Фацио и полицейские, держа с обеих сторон Тано в наручниках, подались к двери, Джермана нес в руке Калашников задержанного. Только тогда Тано Грек вскинул голову и зыркнул на Монтальбано. Комиссар заметил, что взгляд "как у статуи" исчез, теперь глаза были живые, почти смеющиеся.
Когда все пятеро скрылись из виду, Монтальбано возвратился в домик, чтоб начать обыск. И действительно, он раскрыл буфет, достал бутылку вина, которая была еще наполовину полна, и захватил ее с собой в тень дерева, чтобы прикончить ее в мире и покое. Задержание опасного преступника, скрывавшегося от правосудия, было благополучно завершено.
Едва завидев появившегося в управлении Монтальбано, Мими Ауджелло, в которого словно дьявол вселился, налетел на него, как ураган:
– Где ты был? Куда тебя черти носили? Куда подевались остальные? Это что, по-твоему, нормальное поведение, мать вашу за ногу?
Должно быть, он и в самом деле разозлился, раз уж начал выражаться так энергично, – за три года, что они работали вместе, ни разу комиссар не слышал, чтоб его зам выругался. Нет, однажды: когда один сукин сын выстрелил в живот Торторелле, он реагировал точно так же.
– Мими, да что тебя разбирает?
– Как это, что меня разбирает? От страху чуть не помер тут!
– От страху? Какого страху?
– Сюда звонили по крайней мере шесть человек. Подробности рассказывали каждый раз разные, а суть одна: огневой конфликт с ранеными и убитыми. Один сказал – бойня. Тебя дома нет, Фацио и остальные пропали на служебной машине, никому ничего не сказали… Я подумал, что дважды два – четыре. Я не прав?
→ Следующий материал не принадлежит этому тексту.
PR #2669, opened 2024-09-07
Implement Parallelized map and optimize Database search API

### LINKED ISSUE #2668: Optimize the Database Search API
Did some profiling on [this DatabaseImpl method here](https://github.com/google/android-fhir/blob/master/engine/src/main/java/com/google/android/fhir/db/impl/DatabaseImpl.kt#L204-L212) that has the below code:

```kotlin
  override suspend fun <R : Resource> search(
    query: SearchQuery,
  ): List<ResourceWithUUID<R>> {
    return db.withTransaction {
      resourceDao.getResources(SimpleSQLiteQuery(query.query, query.args.toTypedArray())).map {
        ResourceWithUUID(it.uuid, iParser.parseResource(it.serializedResource) as R)
      }
    }
  }
```
The mapping block takes a lot of time since each serialized resource has to be deserialized sequentially for every element in the list returned from the database. The time taken is linear and the more the db results returned the longer the API takes to return a result.

 It should be possible to optimize this block by introducing a parallelized implementation e.g. Using _coroutines_ and _async_ within each iteration and then collecting the results and get a significant improvement. 

Instead of letting the _async_ launch with the current dispatcher(probably IO at that point) we could instead switch to the Default dispatcher since it is a computationally expensive task. This will however require us to create a new JSONParser object per iteration since it is not thread safe.

**Additional context**

Yeah

ndegwamartin:

Fixes #2668 

**Description**
Optimizes the DatabaseImpl search API's _serialized FHIR Resource to HAPI FHIR Structure_ mapping block by introducing a parallelized implementation that uses async coroutines for each mapping iteration.

**Alternative(s) considered**

**Type**
Enhancement

**Checklist**

### DIFF
--- a/engine/src/main/java/com/google/android/fhir/Util.kt
+++ b/engine/src/main/java/com/google/android/fhir/Util.kt
@@ -26,9 +26,6 @@ import java.time.ZoneId
 import java.time.format.DateTimeFormatter
 import java.util.Date
 import java.util.Locale
-import kotlinx.coroutines.async
-import kotlinx.coroutines.awaitAll
-import kotlinx.coroutines.coroutineScope
 import org.hl7.fhir.r4.model.OperationOutcome
 import org.hl7.fhir.r4.model.Resource
 import org.hl7.fhir.r4.model.ResourceType
@@ -85,8 +82,3 @@ internal const val ucumUrl = "http://unitsofmeasure.org"
 
 internal fun percentOf(value: Number, total: Number) =
   if (total == 0) 0.0 else value.toDouble() / total.toDouble()
-
-/** Implementation of a parallelized map */
-suspend fun <A, B> Iterable<A>.pmap(f: suspend (A) -> B): List<B> = coroutineScope {
-  map { async { f(it) } }.awaitAll()
-}
--- a/engine/src/main/java/com/google/android/fhir/Util.kt
+++ b/engine/src/main/java/com/google/android/fhir/Util.kt
@@ -26,6 +26,10 @@ import java.time.ZoneId
 import java.time.format.DateTimeFormatter
 import java.util.Date
 import java.util.Locale
+import kotlinx.coroutines.Dispatchers
+import kotlinx.coroutines.async
+import kotlinx.coroutines.awaitAll
+import kotlinx.coroutines.coroutineScope
 import org.hl7.fhir.r4.model.OperationOutcome
 import org.hl7.fhir.r4.model.Resource
 import org.hl7.fhir.r4.model.ResourceType
@@ -67,6 +71,11 @@ internal fun Resource.isUploadSuccess(): Boolean {
   val outcome: OperationOutcome = this as OperationOutcome
   return outcome.issue.isNotEmpty() &&
     outcome.issue.all { it.severity.equals(OperationOutcome.IssueSeverity.INFORMATION) }
+}
+
+/** Implementation of a parallelized map for CPU intensive tasks */
+suspend fun <A, B> Iterable<A>.pmapCPU(f: suspend (A) -> B): List<B> = coroutineScope {
+  map { async(Dispatchers.Default) { f(it) } }.awaitAll()
 }
 
 internal class OffsetDateTimeTypeAdapter : TypeAdapter<OffsetDateTime>() {
--- a/engine/src/main/java/com/google/android/fhir/Util.kt
+++ b/engine/src/main/java/com/google/android/fhir/Util.kt
@@ -26,7 +26,7 @@ import java.time.ZoneId
 import java.time.format.DateTimeFormatter
 import java.util.Date
 import java.util.Locale
-import kotlinx.coroutines.Dispatchers
+import kotlinx.coroutines.CoroutineDispatcher
 import kotlinx.coroutines.async
 import kotlinx.coroutines.awaitAll
 import kotlinx.coroutines.coroutineScope
@@ -73,10 +73,11 @@ internal fun Resource.isUploadSuccess(): Boolean {
     outcome.issue.all { it.severity.equals(OperationOutcome.IssueSeverity.INFORMATION) }
 }
 
-/** Implementation of a parallelized map for CPU intensive tasks */
-suspend fun <A, B> Iterable<A>.pmapCPU(f: suspend (A) -> B): List<B> = coroutineScope {
-  map { async(Dispatchers.Default) { f(it) } }.awaitAll()
-}
+/** Implementation of a parallelized map */
+suspend fun <A, B> Iterable<A>.pmap(dispatcher: CoroutineDispatcher, f: suspend (A) -> B): List<B> =
+  coroutineScope {
+    map { async(dispatcher) { f(it) } }.awaitAll()
+  }
 
 internal class OffsetDateTimeTypeAdapter : TypeAdapter<OffsetDateTime>() {
   override fun write(out: JsonWriter, value: OffsetDateTime) {
--- a/engine/src/main/java/com/google/android/fhir/Util.kt
+++ b/engine/src/main/java/com/google/android/fhir/Util.kt
@@ -26,6 +26,9 @@ import java.time.ZoneId
 import java.time.format.DateTimeFormatter
 import java.util.Date
 import java.util.Locale
+import kotlinx.coroutines.async
+import kotlinx.coroutines.awaitAll
+import kotlinx.coroutines.coroutineScope
 import org.hl7.fhir.r4.model.OperationOutcome
 import org.hl7.fhir.r4.model.Resource
 import org.hl7.fhir.r4.model.ResourceType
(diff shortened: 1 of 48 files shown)


jingtang10 (commented):
great work thanks @ndegwamartin!

ndegwamartin:
**Device:** Physical, Samsung Galaxy Active Tab 2
**Mode :** Benchmarking with Kotlin system Timing's `measureTimeMillis`
**Scope:** [Database search API method search](https://github.com/google/android-fhir/blob/6ad0a6751fea3e53d9e2be327ca205cca1112af8/engine/src/main/java/com/google/android/fhir/db/impl/DatabaseImpl.kt#L226) 

**Optimization:** None

**Run 1**
| Resource Type | Total Records | Timetaken(seconds)| DB Query(seconds) |
| -------- | ------- | ----------------------------|-----------------|
| Group | ~1K | 8 | ~0.2|
| Task | ~17K | ~24 | ~1.8|
| Patient | ~11K | ~456 | ~1.3|

**Run 2**
| Resource Type | Total Records | Timetaken(seconds)| DB Query(seconds) |
| -------- | ------- | ----------------------------|-----------------|
| Group | ~1K | ~2 | ~0.1 |
| Task | ~17K | ~22| ~1.7|
| Patient | ~11K | ~472 | ~1.2|

----------------------------------------------------------------------------
 
**Optimization:** Using _async_ with parent context (usually `Dispatchers.IO`)

**Run 1**
| Resource Type | Total Records | Timetaken(seconds)| DB Query(seconds) |
| -------- | ------- | ----------------------------|-----------------|
| Group | ~1K | 4.8 | ~0.2 |
| Task | ~17K | ~24 | ~1.7 |
| Patient | ~11K | ~450 | ~1.3 |

**Run 2**
| Resource Type | Total Records | Timetaken(seconds)| DB Query(seconds) |
| -------- | ------- | ----------------------------|-----------------|
| Group | ~1K | ~2 | ~0.1 |
| Task | ~17K | ~24| ~1.7 |
| Patient | ~11K | ~455 | ~1.3|

----------------------------------------------------------------------------

**Optimization:** Using _async_ with `Dispatchers.Default` . 
(_Note - Threads safety of the FHIR JsonParser is achieved through creating a new instance for each loop_) 

**Run 1**
| Resource Type | Total Records | Timetaken(seconds)| DB Query(seconds) |
| -------- | ------- | ----------------------------|-----------------|
| Group | ~1K | ~5 | ~0.2 |
| Task | ~17K | ~5.4 | ~1.8 |
| Patient | ~11K | ~208 | ~1.4 |

**Run 2**
| Resource Type | Total Records | Timetaken(seconds)| DB Query(seconds) |
| -------- | ------- | ----------------------------|-----------------|
| Group | ~1K | ~0.5 | ~0.1 |
| Task | ~17K | ~5 | ~1.7 |
| Patient | ~11K | ~204 | ~1.3|

**Note** - The tests were carried out in a QA test environment. In the real world Patients would be more than Groups (i.e. Patients = ~10 x No. of Groups ) and Tasks would be even more than Patients (i.e Tasks = ~30 x No. of Patients)

ndegwamartin:
**Full specs of the device:**
- Samsung Galaxy Tab Active2
- Android 9 (28)
- 3GB Memory

engine/src/main/java/com/google/android/fhir/db/impl/DatabaseImpl.kt
```diff
@@ -460,6 +470,11 @@ internal class DatabaseImpl(
   }
 }
 
+/** Implementation of a parallelized map */
+suspend fun <A, B> Iterable<A>.pmap(f: suspend (A) -> B): List<B> = coroutineScope {
```
MJ1998, line 474: can you rename pmap to something which recommends to pass functions doing CPU intensive work.
May be "pmapCPU" ?

ndegwamartin: Yeah makes total sense because of the Dispatcher constraint

ndegwamartin: I had restricted it for use in the DB search API class but with the rename I could potentially move it out to the generic Utils class for reuse elsewhere.

FikriMilano (approved):
Looks good!

MJ1998 (changes requested):
What happens when you don't parallelize the parsing but just run the parsing in the Default Dispatcher ?

A new function:-
```
fun IParser.parseResourceInCPU(resourceString: String) = 
    withContext(Dispatchers.Default) { parseResource(resourceString) }
```

and replace all parseResource with this function. 

I am surprised that parallelizing (second optimization) did not improve the search api performance. If parallelizing is not improving then do we really need it ?

ndegwamartin:
**Device:** Physical, Samsung Galaxy Active Tab 2
**Mode :** Benchmarking with Kotlin system Timing's `measureTimeMillis`
**Scope:** [Database search API method search - (Deserialization/mapping)](https://github.com/google/android-fhir/blob/6ad0a6751fea3e53d9e2be327ca205cca1112af8/engine/src/main/java/com/google/android/fhir/db/impl/DatabaseImpl.kt#L226) 

**Optimization:** Using IParser.parseResourceInCPU() with context (usually `Dispatchers.Default`)

**Run 1**
| Resource Type | Total Records | Timetaken(seconds)|
| -------- | ------- | ----------------------------|
| Group | ~1K | ~5 |
| Task | ~17K | ~29 |
| Patient | ~11K | ~457|

**Run 2**
| Resource Type | Total Records | Timetaken(seconds)|
| -------- | ------- | ----------------------------|
| Group | ~1K | ~2 |
| Task | ~17K | ~28 |
| Patient | ~11K | ~461 |


cc @MJ1998

ndegwamartin:
**Device:** Physical, Samsung Galaxy Active Tab 2
**Mode :** Benchmarking with Kotlin system Timing's `measureTimeMillis`
**Scope:** [Database search API method search - (Deserialization/mapping)](https://github.com/google/android-fhir/blob/6ad0a6751fea3e53d9e2be327ca205cca1112af8/engine/src/main/java/com/google/android/fhir/db/impl/DatabaseImpl.kt#L226) 

**Optimization:** Using _IParser.parseResourceInCPU()_ with context `Dispatchers.Default`

**Run 1**
| Resource Type | Total Records | Timetaken(seconds)|
| -------- | ------- | ----------------------------|
| Group | ~1K | ~5 |
| Task | ~17K | ~29 |
| Patient | ~11K | ~457|

**Run 2**
| Resource Type | Total Records | Timetaken(seconds)|
| -------- | ------- | ----------------------------|
| Group | ~1K | ~2 |
| Task | ~17K | ~28 |
| Patient | ~11K | ~461 |


cc @MJ1998

MJ1998:
So its only when we do both - parallelize and use Default dispatcher - we see performance improvement, correct ?
@ndegwamartin

ndegwamartin:
> So its only when we do both - parallelize and use Default dispatcher - we see performance improvement, correct ? @ndegwamartin

Correct.

MJ1998:
Okay so I think using Dispatchers.IO for CPU-intensive tasks might be less efficient due to thread type mismatch.

engine/src/main/java/com/google/android/fhir/Util.kt
```diff
@@ -69,6 +73,11 @@ internal fun Resource.isUploadSuccess(): Boolean {
     outcome.issue.all { it.severity.equals(OperationOutcome.IssueSeverity.INFORMATION) }
 }
 
+/** Implementation of a parallelized map for CPU intensive tasks */
+suspend fun <A, B> Iterable<A>.pmapCPU(f: suspend (A) -> B): List<B> = coroutineScope {
```
ellykits, line 77: Can we consider renaming this to `pmap` and providing the `Dispatcher` as a function parameter? default to `Dispatchers.Default`

jingtang10 (approved):
thanks @ndegwamartin for all the work! great results!

engine/src/main/java/com/google/android/fhir/Util.kt
ndegwamartin: I think instead of having a default we should have the user to explicitly specify the _Dispatcher_ so that they are forced to align it with their exact use case. Refactoring as such.

engine/src/test/java/com/google/android/fhir/UtilTest.kt
```diff
@@ -111,6 +115,24 @@ class UtilTest : TestCase() {
...
+      squaredNumberList =
+        numberList.pmap(Dispatchers.Default) {
+          delay(1000L)
+          it * 2
+        }
+    }
+    assertTrue(squaredNumberList.isNotEmpty())
+    assertThat(squaredNumberList.first()).isEqualTo(4)
+    assertThat(squaredNumberList.last()).isEqualTo(6)
+    assertTrue(timeTaken < 2000)
```
jingtang10, line 133: don't do this. is there a non flakey way to test parallelism? if not i'm happy for you to not include a test.

jingtang10 (approved):

engine/src/test/java/com/google/android/fhir/UtilTest.kt
ndegwamartin: I'm okay with removing it, however unless the system it runs on is actually unable to multithread then it would never fail?

jingtang10: please let me know once this is resolved.

ndegwamartin: Done!

MJ1998 (approved):
LGTM.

– Да нет, прав. Только злиться ты должен не на меня, а на телефон, вина-то его.
– А телефон-то здесь при чем?
– А очень даже при том! Потому как на сегодняшний день телефон, он даже в каком-нибудь задрипанном курятнике в любой деревне есть. И что делает народ, когда телефон у него под рукой? Звонит. Расскажет тебе что есть и чего нету, что может быть и чего даже и быть-то не может, что кому-то во сне приснилось, как в пьесе Эдуардо, как ее там, ах вот, "Голоса изнутри": раздует, уполовинит, и вечно без указания своего имени и фамилии. Звонят по номерам, где можно нести любую несусветицу – и никакой ответственности! А эксперты по мафии меж тем то-то радуются: на Сицилии исчезает круговая порука, исчезает пособничество, уменьшается боязнь! Ничего не уменьшается, увеличиваются только счета за телефон.
– Монтальба, не дури мне голову своей болтовней! Это правда, что есть убитые и раненые?
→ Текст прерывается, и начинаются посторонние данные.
PR #2672, opened 2024-09-12
Add Launch and Submission Timestamps to QR

### LINKED ISSUE #2372: Ability to Capture Questionnaire Launch and Submit Timestamps
We would like to track how long it takes agents in the field to fill out questionnaires. This is for process auditing purposes and to be able to optimise data collection activities and processes.

- Capture the timestamp of when a questionnaire is launched.
- Capture the timestamp of when a questionnaire is submitted.
- The timestamps can then be loaded to the questionnaire response for processing post-submit.

**Additional context**

hamza-vd:

Fixes #2372 

**Description**

**Alternative(s) considered**

**Type**

**Checklist**

### DIFF
--- a/datacapture/src/main/java/com/google/android/fhir/datacapture/extensions/MoreQuestionnaireResponses.kt
+++ b/datacapture/src/main/java/com/google/android/fhir/datacapture/extensions/MoreQuestionnaireResponses.kt
@@ -16,8 +16,13 @@
 
 package com.google.android.fhir.datacapture.extensions
 
+import org.hl7.fhir.r4.model.DateTimeType
+import org.hl7.fhir.r4.model.Extension
 import org.hl7.fhir.r4.model.Questionnaire
 import org.hl7.fhir.r4.model.QuestionnaireResponse
+
+internal const val EXTENSION_LAUNCH_TIMESTAMP: String =
+  "http://github.com/google-android/questionnaire-launch-timestamp"
 
 /** Pre-order list of all questionnaire response items in the questionnaire. */
 val QuestionnaireResponse.allItems: List<QuestionnaireResponse.QuestionnaireResponseItemComponent>
@@ -154,3 +159,21 @@ private fun unpackRepeatedGroups(
     listOf(questionnaireResponseItem)
   }
 }
+
+/** Adds a launch timestamp as an extension to the Questionnaire Response */
+internal var QuestionnaireResponse.launchTimestamp: DateTimeType?
+  get() {
+    val extension = this.extension.firstOrNull { it.url == EXTENSION_LAUNCH_TIMESTAMP }
+    return extension?.value as? DateTimeType
+  }
+  set(value) {
+    val noLaunchTimeStampExists = this.extension.none { it.url == EXTENSION_LAUNCH_TIMESTAMP }
+    if (noLaunchTimeStampExists) {
+      this.extension.add(
+        Extension(
+          EXTENSION_LAUNCH_TIMESTAMP,
+          value,
+        ),
+      )
+    }
+  }
--- a/datacapture/src/test/java/com/google/android/fhir/datacapture/QuestionnaireViewModelParameterizedTest.kt
+++ b/datacapture/src/test/java/com/google/android/fhir/datacapture/QuestionnaireViewModelParameterizedTest.kt
@@ -183,8 +183,23 @@ class QuestionnaireViewModelParameterizedTest(
     val printer: IParser = FhirContext.forR4().newJsonParser()
 
     fun <T : IBaseResource> assertResourceEquals(actual: T, expected: T) {
-      assertThat(printer.encodeResourceToString(actual))
-        .isEqualTo(printer.encodeResourceToString(expected))
+      if (actual is QuestionnaireResponse && expected is QuestionnaireResponse) {
+        val actualResponse = (actual as QuestionnaireResponse)
+        val expectedResponse =
+          (expected as QuestionnaireResponse).apply {
+            extension.add(
+              actualResponse.extension.firstOrNull { extension ->
+                extension.url == "http://github.com/google-android/questionnaire-launch-timestamp"
+              },
+            )
+            authored = actualResponse.authored
+          }
+        assertThat(printer.encodeResourceToString(actualResponse))
+          .isEqualTo(printer.encodeResourceToString(expectedResponse))
+      } else {
+        assertThat(printer.encodeResourceToString(actual))
+          .isEqualTo(printer.encodeResourceToString(expected))
+      }
     }
 
     @JvmStatic
--- a/datacapture/src/test/java/com/google/android/fhir/datacapture/QuestionnaireViewModelTest.kt
+++ b/datacapture/src/test/java/com/google/android/fhir/datacapture/QuestionnaireViewModelTest.kt
@@ -651,7 +651,7 @@ class QuestionnaireViewModelTest {
 
     val viewModel = createQuestionnaireViewModel(questionnaire, questionnaireResponse)
 
-    runTest { assertResourceEquals(questionnaireResponse, viewModel.getQuestionnaireResponse()) }
+    runTest { assertResourceEquals(viewModel.getQuestionnaireResponse(), questionnaireResponse) }
   }
 
   @Test
@@ -7514,8 +7514,23 @@ class QuestionnaireViewModelTest {
     val printer: IParser = FhirContext.forR4().newJsonParser()
 
     fun <T : IBaseResource> assertResourceEquals(actual: T, expected: T) {
-      assertThat(printer.encodeResourceToString(actual))
-        .isEqualTo(printer.encodeResourceToString(expected))
+      if (actual is QuestionnaireResponse && expected is QuestionnaireResponse) {
+        val actualResponse = (actual as QuestionnaireResponse)
+        val expectedResponse =
+          (expected as QuestionnaireResponse).apply {
+            extension.add(
+              actualResponse.extension.firstOrNull { extension ->
+                extension.url == "http://github.com/google-android/questionnaire-launch-timestamp"
+              },
+            )
+            authored = actualResponse.authored
+          }
+        assertThat(printer.encodeResourceToString(actualResponse))
+          .isEqualTo(printer.encodeResourceToString(expectedResponse))
+      } else {
+        assertThat(printer.encodeResourceToString(actual))
+          .isEqualTo(printer.encodeResourceToString(expected))
+      }
     }
   }
 }
--- a/datacapture/src/test/java/com/google/android/fhir/datacapture/extensions/MoreQuestionnaireResponsesTest.kt
+++ b/datacapture/src/test/java/com/google/android/fhir/datacapture/extensions/MoreQuestionnaireResponsesTest.kt
@@ -20,6 +20,7 @@ import ca.uhn.fhir.context.FhirContext
 import ca.uhn.fhir.context.FhirVersionEnum
 import com.google.common.truth.Truth.assertThat
 import org.hl7.fhir.r4.model.BooleanType
+import org.hl7.fhir.r4.model.DateTimeType
 import org.hl7.fhir.r4.model.Questionnaire
 import org.hl7.fhir.r4.model.Questionnaire.QuestionnaireItemComponent
 import org.hl7.fhir.r4.model.QuestionnaireResponse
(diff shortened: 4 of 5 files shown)


datacapture/src/main/java/com/google/android/fhir/datacapture/extensions/MoreQuestionnaireResponses.kt
```diff
@@ -154,3 +159,21 @@ private fun unpackRepeatedGroups(
     listOf(questionnaireResponseItem)
   }
 }
+
+/** Adds a launch timestamp as an extension to the Questionnaire Response */
```
jingtang10, line 163: can you clarify in the doc that we only add the launch timestamp if there isn't one at the moment?

jingtang10: or should we make this extension repeated so that each time you edit the questionnaire response it is recorded.

useful for audit purposes?

datacapture/src/test/java/com/google/android/fhir/datacapture/extensions/MoreQuestionnaireResponsesTest.kt
```diff
@@ -695,4 +696,36 @@ class MoreQuestionnaireResponsesTest {
...
+
+  @Test
+  fun `should add launchTimestamp`() {
+    val questionnaireResponse = QuestionnaireResponse()
+    val dateTimeType = DateTimeType("2024-07-05T00:00:00Z")
+    questionnaireResponse.launchTimestamp = dateTimeType
+
+    val launchTimestamp = questionnaireResponse.launchTimestamp
+    assertThat(launchTimestamp).isNotNull()
+    assertThat(dateTimeType).isEqualTo(launchTimestamp)
```
jingtang10, line 708: these 3 lines can be collapsed into 1. no need to check if it's not null if you're going to compare it anyway

datacapture/src/main/java/com/google/android/fhir/datacapture/extensions/MoreQuestionnaireResponses.kt
jingtang10: OR if we really want to only keep one (to be a bit more consistent with the authored fied) we can rename this extension to `lastLaunched`?

datacapture/src/test/java/com/google/android/fhir/datacapture/extensions/MoreQuestionnaireResponsesTest.kt
```diff
@@ -695,4 +696,36 @@ class MoreQuestionnaireResponsesTest {
...
+  }
+
+  @Test
+  fun `launchTimestamp should be null when not added`() {
+    val questionnaireResponse = QuestionnaireResponse()
+
+    val launchTimestamp = questionnaireResponse.launchTimestamp
+    assertThat(launchTimestamp).isNull()
```
jingtang10, line 716: same here

datacapture/src/test/java/com/google/android/fhir/datacapture/extensions/MoreQuestionnaireResponsesTest.kt
```diff
@@ -695,4 +696,36 @@ class MoreQuestionnaireResponsesTest {
...
+  fun `launchTimestamp should not update if already exists`() {
+    val questionnaireResponse = QuestionnaireResponse()
+    val oldDateTimeType = DateTimeType("2024-07-01T00:00:00Z")
+    val newDateTimeType = DateTimeType("2024-07-05T00:00:00Z")
+    questionnaireResponse.launchTimestamp = oldDateTimeType
+    questionnaireResponse.launchTimestamp = newDateTimeType
+
+    val launchTimestamp = questionnaireResponse.launchTimestamp
+    assertThat(launchTimestamp).isNotNull()
+    assertThat(oldDateTimeType).isEqualTo(launchTimestamp)
```
jingtang10, line 729: same here

datacapture/src/main/java/com/google/android/fhir/datacapture/extensions/MoreQuestionnaireResponses.kt
hamza-vd: In my opinion, the `lastLaunched` will make more sense. cc: @qiarie

datacapture/src/test/java/com/google/android/fhir/datacapture/extensions/MoreQuestionnaireResponsesTest.kt
hamza-vd: Updated

datacapture/src/test/java/com/google/android/fhir/datacapture/extensions/MoreQuestionnaireResponsesTest.kt
hamza-vd: Updated

datacapture/src/test/java/com/google/android/fhir/datacapture/extensions/MoreQuestionnaireResponsesTest.kt
hamza-vd: Updated

datacapture/src/main/java/com/google/android/fhir/datacapture/extensions/MoreQuestionnaireResponses.kt
```diff
@@ -154,3 +159,26 @@ private fun unpackRepeatedGroups(
...
+  get() {
+    val extension = this.extension.firstOrNull { it.url == EXTENSION_LAST_LAUNCHED_TIMESTAMP }
+    return extension?.value as? DateTimeType
+  }
+  set(value) {
+    this.extension
+      .find { it.url == EXTENSION_LAST_LAUNCHED_TIMESTAMP }
+      ?.let {
+        // Replace the existing extension with a new one having the updated value
+        this.extension[this.extension.indexOf(it)] =
```
jingtang10, line 177: can we just overwrite the value here?

the whole operation of this `this.extension[this.extension.indexOf(it)]` seems to negate the benefit of using scope functions... looks a bit more clumsy in my opinion.

datacapture/src/test/java/com/google/android/fhir/datacapture/QuestionnaireViewModelParameterizedTest.kt
```diff
@@ -183,8 +184,23 @@ class QuestionnaireViewModelParameterizedTest(
     val printer: IParser = FhirContext.forR4().newJsonParser()
 
     fun <T : IBaseResource> assertResourceEquals(actual: T, expected: T) {
```
jingtang10, line 186: as @ndegwamartin pointed out, might as well split this assert function into two to make it clearer and use the right one in the relevant tests...

i think at the moment this code might hide errors and make debugging difficult in the future.

datacapture/src/test/java/com/google/android/fhir/datacapture/QuestionnaireViewModelTest.kt
```diff
@@ -7514,8 +7515,23 @@ class QuestionnaireViewModelTest {
     val printer: IParser = FhirContext.forR4().newJsonParser()
 
     fun <T : IBaseResource> assertResourceEquals(actual: T, expected: T) {
-      assertThat(printer.encodeResourceToString(actual))
-        .isEqualTo(printer.encodeResourceToString(expected))
+      if (actual is QuestionnaireResponse && expected is QuestionnaireResponse) {
```
jingtang10, line 7518: same here.

jingtang10 (changes requested):
thanks for creating this new pr @hamza-vd

a few small comments

datacapture/src/main/java/com/google/android/fhir/datacapture/extensions/MoreQuestionnaireResponses.kt
hamza-vd: @jingtang10 this is because we need to keep the previous extensions intact and only update the url for a specific extension. The url in extension is a immutable property so I had to assign a new one.

datacapture/src/test/java/com/google/android/fhir/datacapture/QuestionnaireViewModelParameterizedTest.kt
hamza-vd: @ndegwamartin can you elaborate further on how can we split the assertion here?

datacapture/src/main/java/com/google/android/fhir/datacapture/extensions/MoreQuestionnaireResponses.kt
jingtang10: i mean can you just overwrite th value without changeing the url? the url is already the same (as it has been checked in line 174).

so do somethign like this.extension.setValue

datacapture/src/test/java/com/google/android/fhir/datacapture/QuestionnaireViewModelParameterizedTest.kt
jingtang10: create a new function to assert two questionnaire responses in which you fiddle with the timestamps.

this assertion is used by a lot of tests. seems at least inefficient to do this operation for all resource types.

jingtang10 (changes requested):

datacapture/src/main/java/com/google/android/fhir/datacapture/extensions/MoreQuestionnaireResponses.kt
hamza-vd: Updated

datacapture/src/test/java/com/google/android/fhir/datacapture/QuestionnaireViewModelParameterizedTest.kt
hamza-vd: @jingtang10 @ndegwamartin  cc: @qiarie 

The updates I made to this method were not to test my own code, but to ensure the failing tests would pass. You can find the tests for the implementation [here](https://github.com/google/android-fhir/blob/98cb8662a67221abad7e80a2f73d79d6e11faaa8/datacapture/src/test/java/com/google/android/fhir/datacapture/extensions/MoreQuestionnaireResponsesTest.kt#L701).

After adding timestamps to the QuestionnaireResponses, many tests that asserted response equality started failing due to mismatching timestamps. Although the difference was only in milliseconds, it still caused the checks to fail. This left me with two options:

1. Update all the failing tests to use the same timestamp values for both launch and submission.
2. Modify the assertion method to programmatically adjust the expected and actual response timestamps.

I chose the second approach as it was more time-efficient, and we already have separate tests for timestamp functionality. I hope this makes sense.

jingtang10: The problem is that the function is now doing things that is quite specific to questionnaire responses and someone in the future is going to call the `assertResouceEquals` function and assume that it's just testing two resoures are equal but it's not... From a code health's perspective this is an anti pattern... we should make sure that the function does what the name suggests that it does.

Please create a function called `assertQuestionnaireResponseEqualsIgnoringLaunchTimestamp` which takes two `QuestionnaireResponse`s. In the test cases that you are seeing that fail - they should use this new funciton instead of the old function `assertResourceEquals`.

I think this change shouldn't be too big - it should be easy to find and replace usage of this function with questionnaire responses and use the new funciton.

jingtang10 (changes requested):

datacapture/src/test/java/com/google/android/fhir/datacapture/QuestionnaireViewModelParameterizedTest.kt
jingtang10: also make sure you don't mutate the resources - make a copy and then remove the timestamp.

jingtang10 (changes requested):

jingtang10 (approved):
thanks @hamza-vd!

datacapture/src/main/java/com/google/android/fhir/datacapture/extensions/MoreQuestionnaireResponses.kt
jingtang10: is this done?

hamza-vd: Yes it was updated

– Ничего не правда. Не было никакого конфликта, стреляли мы только в воздух, Галлуццо сам себе нос разбил, и этот сдался.
– Этот – кто?
– Один скрывавшийся от правосудия.
– Ясно, но кто?
Появление запыхавшегося Катареллы избавило его от необходимости что-то отвечать.
– Дохтур, тут у телефона будет до вас синьор начальник полиции.
– Потом скажу, – ответил Монтальбано, мгновенно исчезая в своем кабинете.
– Дорогой друг, я звоню, чтобы принести вам живейшие поздравления!
– Спасибо.
– Это большая удача.
– Нам повезло.
– Кажется, тот, о ком мы говорим, – фигура гораздо более крупная, чем он из себя изображал.
– Где он сейчас?
– По дороге в Палермо. Антимафия так решила, ничего нельзя было поделать. Ваши люди не смогли даже остановиться в Монтелузе, должны были проследовать дальше. Я им добавил машину охраны с четырьмя моими.
– Значит, вы не разговаривали с Фацио?
– Нет, не было ни времени, ни возможности. О происшедшем не знаю почти ничего. Потому я был бы вам благодарен, если сегодня после обеда вы смогли бы зайти ко мне на службу и изложить мне все в деталях.
"Вот в чем загвоздка", – подумал Монтальбано, вспоминая монолог Гамлета в одном переводе девятнадцатого века. Но ограничился лишь вопросом:
– В каком часу?
– Скажем, к пяти. Ах да, Палермо рекомендует держать операцию в строжайшем секрете, по крайней мере пока.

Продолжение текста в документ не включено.